>>>>

PR #3333, opened 2018-11-15
infra: don't restart firewalld if unit is masked

guits:
if firewalld.service systemd unit is masked, the handler will fail when
trying to restart it.

Closes: https://bugzilla.redhat.com/show_bug.cgi?id=1650281


guits:
jenkins test pipeline

PR #4366, opened 2019-08-21
Allow 'obs' as a value for ceph_repository 

johanneskastl:
- Allow `obs` as a value for `ceph_repository`
- Validate that ceph_obs_repo is defined if `ceph_repository` is set to `obs`
- Validate that `ansible_distribution` is set to `openSUSE Leap` if `ceph_repository` is set to `obs`

Todo:
- [X] Check that this actually works and correctly validates...

### DIFF
--- a/plugins/actions/validate.py
+++ b/plugins/actions/validate.py
@@ -47,6 +47,7 @@ class ActionModule(ActionBase):
 
         try:
             notario_store["groups"] = host_vars["groups"]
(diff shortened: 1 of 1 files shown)


johanneskastl:
Tested on openSUSE Leap 15.1 using this group_vars/all.yml:
```
---
ceph_origin: repository
ceph_repository: obs
```

johanneskastl:
> please, squash your commits

- [X] Done.

PR #4374, opened 2019-08-22
facts: fix a typo

johanneskastl:


roles/ceph-facts/tasks/facts.yml
```diff
@@ -321,4 +321,4 @@
 
 - name: set_fact use_new_ceph_iscsi package or old ceph-iscsi-config/cli
   set_fact:
-    use_new_ceph_iscsi: "{{ (gateway_ip_list  == '0.0.0.0' and gateway_iqn | length == 0 and client_connections | length == 0 and rbd_devices | length == 0) | bool | ternary(true, false) }}"
\ No newline at end of file
+    use_new_ceph_iscsi: "{{ (gateway_ip_list  == '0.0.0.0' and gateway_iqn | length == 0 and client_connections | length == 0 and rbd_devices | length == 0) | bool | ternary(true, false) }}"
```
guits: I've noticed all your recent patches modify the last line, not sure whether it comes from your editor?
could you revert this change?

johanneskastl: Yes, but should there not be a newline at the end of the last line? IMHO this is a lot cleaner. Try to `cat` a file without a newline at the end... :-)

But of course I can revert this, if you wish.

guits:
please, always add a commit message even if the change is obvious

we usually prefix the title by the role/component being modified by the patch

suggestion:
title:  `facts: fix a typo`
commit message: `this commit fixes a typo in roles/ceph-facts/tasks/facts.yml`

Thanks! :+1:

johanneskastl:
> please, always add a commit message even if the change is obvious
> 
> we usually prefix the title by the role/component being modified by the patch
> 
> suggestion:
> title: `facts: fix a typo`
> commit message: `this commit fixes a typo in roles/ceph-facts/tasks/facts.yml`

- [X] Done.

roles/ceph-facts/tasks/facts.yml
guits: > Yes, but should there not be a newline at the end of the last line? IMHO this is a lot cleaner. Try to `cat` a file without a newline at the end... :-)

you are probably right

> But of course I can revert this, if you wish.

I would prefer to get a new PR especially for fixing this in that case, like a big commit fixing it everywhere :+1: 

perhaps adding a new job in the CI checking for last line deletion could be an idea as well.

PR #4375, opened 2019-08-22
generating cluster fsid failed if ansible_python_interpreter is set

johanneskastl:
If the user has set the `ansible_python_interpreter`, ansible will not try to discover python, so `discovered_python_interpreter` will not be set.

Solution: Use `ansible_python_interpreter` as fallback, if `discovered_python_interpreter` is unset.

### DIFF
--- a/roles/ceph-facts/tasks/facts.yml
+++ b/roles/ceph-facts/tasks/facts.yml
@@ -21,6 +21,14 @@
   set_fact:
     container_binary: "{{ 'podman' if (podman_binary.stat.exists and ansible_distribution == 'Fedora') or (ansible_os_family == 'RedHat' and ansible_distribution_major_version == '8') else 'docker' }}"
 
+# In case ansible_python_interpreter is set by the user,
+# ansible will not discover python and discovered_python_interpreter
+# will not be set
+- name: set_fact discovered_python_interpreter
+  set_fact:
+    discovered_python_interpreter: ansible_python_interpreter
+  when: ansible_python_interpreter is defined
+
 # Set ceph_release to ceph_stable by default
 - name: set_fact ceph_release ceph_stable_release
   set_fact:


guits:
another option could be to set `discovered_python_interpreter` early in the playbook when `ansible_python_interpreter` is defined?
otherwise falling back is fine but there are a couple of other places where it needs to be done:

```bash
roles/ceph-facts/tasks/facts.yml:109:    command: "{{ discovered_interpreter_python }} -c 'import uuid; print(str(uuid.uuid4()))'"
roles/ceph-handler/templates/restart_mon_daemon.sh.j2:22:  $DOCKER_EXEC ceph --cluster {{ cluster }} -s --format json | "{{ discovered_interpreter_python }}" -c 'import sys, json; exit(0) if "{{ monitor_name }}" in json.load(sys.stdin)["quorum_names"] else exit(1)' && exit 0
roles/ceph-handler/templates/restart_osd_daemon.sh.j2:7:  num_pgs=$($container_exec ceph $CEPH_CLI -s -f json | "{{ discovered_interpreter_python }}" -c 'import sys, json; print(json.load(sys.stdin)["pgmap"]["num_pgs"])')
roles/ceph-handler/templates/restart_osd_daemon.sh.j2:12:    test "$($container_exec ceph $CEPH_CLI -s -f json | "{{ discovered_interpreter_python }}" -c 'import sys, json; print(json.load(sys.stdin)["pgmap"]["num_pgs"])')" -eq "$($container_exec ceph $CEPH_CLI -s -f json | "{{ discovered_interpreter_python }}" -c 'import sys, json; print(sum ( [ i["count"] for i in json.load(sys.stdin)["pgmap"]["pgs_by_state"] if "active+clean" in i["state_name"]]))')"
roles/ceph-mon/tasks/deploy_monitors.yml:14:    {{ discovered_interpreter_python }} -c "import os ; import struct ;
```

johanneskastl:
> another option could be to set `discovered_python_interpreter` early in the playbook when `ansible_python_interpreter` is defined?

Sure, sounds like this needs to be fixed properly.

In which place should I put this? I'll try to do this tonight...

guits:
I think early in `ceph-facts` role is the right place

johanneskastl:
Please have a look if this seems like a valid solution.

roles/ceph-facts/tasks/facts.yml
```diff
@@ -21,6 +21,14 @@
   set_fact:
     container_binary: "{{ 'podman' if (podman_binary.stat.exists and ansible_distribution == 'Fedora') or (ansible_os_family == 'RedHat' and ansible_distribution_major_version == '8') else 'docker' }}"
 
+# In case ansible_python_interpreter is set by the user,
+# ansible will not discover python and discovered_python_interpreter
+# will not be set
+- name: set discovered_python_interpreter if ansible_python_interpreter is defined
```
guits:
```suggestion
- name: set_fact discovered_python_interpreter
```

johanneskastl:
I guess this should be backported to stable-4.0?

PR #4378, opened 2019-08-22
fix openSUSE OBS repo creation

johanneskastl:
roles/ceph-common/tasks/installs/suse_obs_repository.yml:
ansible's zypper_repository module does not know a parameter 'uri', this is called 'repo' instead


guits:
@johanneskastl considering our CI takes a couple of hours to run completely, I think you should make 1 PR for fixing support of suse/opensuse

guits:
@johanneskastl I think you want this backported? just like all the other PRs in fact?

johanneskastl:
Hi Guillaume,
as this is needed for openSUSE with OBS, but is also only used in that case, it is safe to backport.

PR #4383, opened 2019-08-23
Add http_addr option to grafana config

fmount:
We have no reason to make grafana container
listen on *, so this change adds the
http_addr option to the grafana config file
and adds the related option on the wait_for
tasks.

### DIFF
--- a/roles/ceph-grafana/tasks/configure_grafana.yml
+++ b/roles/ceph-grafana/tasks/configure_grafana.yml
@@ -17,6 +17,7 @@
 
 - name: wait for grafana to be stopped
   wait_for:
+    host: '{{ grafana_server_addr }}'
     port: '{{ grafana_port }}'
     state: stopped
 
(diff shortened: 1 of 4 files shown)


fmount:
Since we  moved the hostgroup section to "grafana-server' only (with no defaults), I think we can actually remove the default(_current_monitor_address) section. 
We also have a set_fact for grafana_server_addr variable (https://github.com/ceph/ceph-ansible/blob/master/roles/ceph-facts/tasks/facts.yml#L314), so I think we're pretty sure that we don't need to rely on monitors. 
Are you ok to remove this default?

fmount:
@dsavineau agree, I'll make more tests and then I'll update the PR.

fmount:
@dsavineau @guits I think we can remove the _current_monitor_addr default since if the dashboard boolean is true, we have this [validation](https://github.com/ceph/ceph-ansible/blob/master/roles/ceph-validate/tasks/main.yml#L128-138) block that make us sure we need at least one node in the grafana group.

fmount:
Done

dsavineau:
Thanks Francesco !

PR #4413, opened 2019-08-30
tests: update dedidated mgr node all_daemons

dsavineau:
5b29144 change the mgr node to a dedicated node instead of the first
monitor node.
But the change didn't update the switch-to-containers inventory which
cause this playbook to fail.
Also update the ubuntu inventory to have the same configuration.


dsavineau:
jenkins test luminous-centos-non_container-switch_to_containers

PR #4284, opened 2019-07-30
Drop custom group name support

guits:
This feature doesn't work, this brings confusion and issues.

Adding default value to keep backward compatibility for the few places
where people would have used.

Closes: https://bugzilla.redhat.com/show_bug.cgi?id=1509201

Signed-off-by: Guillaume Abrioux <gabrioux@redhat.com>

PR #4417, opened 2019-09-03
site.yml: use inventory host group variables

samchoraria:
Use the inventory host group variables as defined in group_vars/all.yml.
This allows use of custom inventory groups to be specified; defaults of
existing group names leaves behaviour unchanged if variables not set.

Signed-off-by: Sam Choraria <sam.choraria@bbc.co.uk>


samc-bbc:
Hi, I'd like to get this backported to stable-4.0 also please...

dsavineau:
I think @guits already started to work on that in #4284
Also you only updated the site.yml playbook but you need to do the same for site-container.yml and all other playbooks present in the infrastructure-playbooks directory

samc-bbc:
As requested, for site.yml.sample, site-container.yml.sample & infrastructure-playbooks/

> I think @guits already started to work on that in #4284
> Also you only updated the site.yml playbook but you need to do the same for site-container.yml and all other playbooks present in the infrastructure-playbooks directory

samc-bbc:
Hi just seeing if this needs further re-work or is good to go. Thanks...

samc-bbc:
Hi,  is any further action needed on this PR?

dsavineau:
Well we are considering dropping the support of xxxx_group_name variables because you actually can't change the default values (if you want to give it a try too).

When using `hosts: '{{ xxxx_group_name|default("zzzz") }}'` it will always use `zzzz` even if you defined `xxxx_group_name` in the group_vars with a different value.

So if we drop this feature, your PR no longer makes sense.

samc-bbc:
> Well we are considering dropping the support of xxxx_group_name variables because you actually can't change the default values (if you want to give it a try too).
> 
> When using `hosts: '{{ xxxx_group_name|default("zzzz") }}'` it will always use `zzzz` even if you defined `xxxx_group_name` in the group_vars with a different value.
> 
> So if we drop this feature, your PR no longer makes sense.

I was under the impression openstack-ansible are using this feature also?

dsavineau:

<<<<

◆ Goal of the exercise: Everything from the line with "Closes: https://bugzilla.redhat.com/show_bug.cgi?id=1509201" through the last line of the data above, please return word for word, and no other line.

◆ Output for this task:
Closes: https://bugzilla.redhat.com/show_bug.cgi?id=1509201

Signed-off-by: Guillaume Abrioux <gabrioux@redhat.com>

PR #4417, opened 2019-09-03
site.yml: use inventory host group variables

samchoraria:
Use the inventory host group variables as defined in group_vars/all.yml.
This allows use of custom inventory groups to be specified; defaults of
existing group names leaves behaviour unchanged if variables not set.

Signed-off-by: Sam Choraria <sam.choraria@bbc.co.uk>


samc-bbc:
Hi, I'd like to get this backported to stable-4.0 also please...

dsavineau:
I think @guits already started to work on that in #4284
Also you only updated the site.yml playbook but you need to do the same for site-container.yml and all other playbooks present in the infrastructure-playbooks directory

samc-bbc:
As requested, for site.yml.sample, site-container.yml.sample & infrastructure-playbooks/

> I think @guits already started to work on that in #4284
> Also you only updated the site.yml playbook but you need to do the same for site-container.yml and all other playbooks present in the infrastructure-playbooks directory

samc-bbc:
Hi just seeing if this needs further re-work or is good to go. Thanks...

samc-bbc:
Hi,  is any further action needed on this PR?

dsavineau:
Well we are considering dropping the support of xxxx_group_name variables because you actually can't change the default values (if you want to give it a try too).

When using `hosts: '{{ xxxx_group_name|default("zzzz") }}'` it will always use `zzzz` even if you defined `xxxx_group_name` in the group_vars with a different value.

So if we drop this feature, your PR no longer makes sense.

samc-bbc:
> Well we are considering dropping the support of xxxx_group_name variables because you actually can't change the default values (if you want to give it a try too).
> 
> When using `hosts: '{{ xxxx_group_name|default("zzzz") }}'` it will always use `zzzz` even if you defined `xxxx_group_name` in the group_vars with a different value.
> 
> So if we drop this feature, your PR no longer makes sense.

I was under the impression openstack-ansible are using this feature also?

dsavineau:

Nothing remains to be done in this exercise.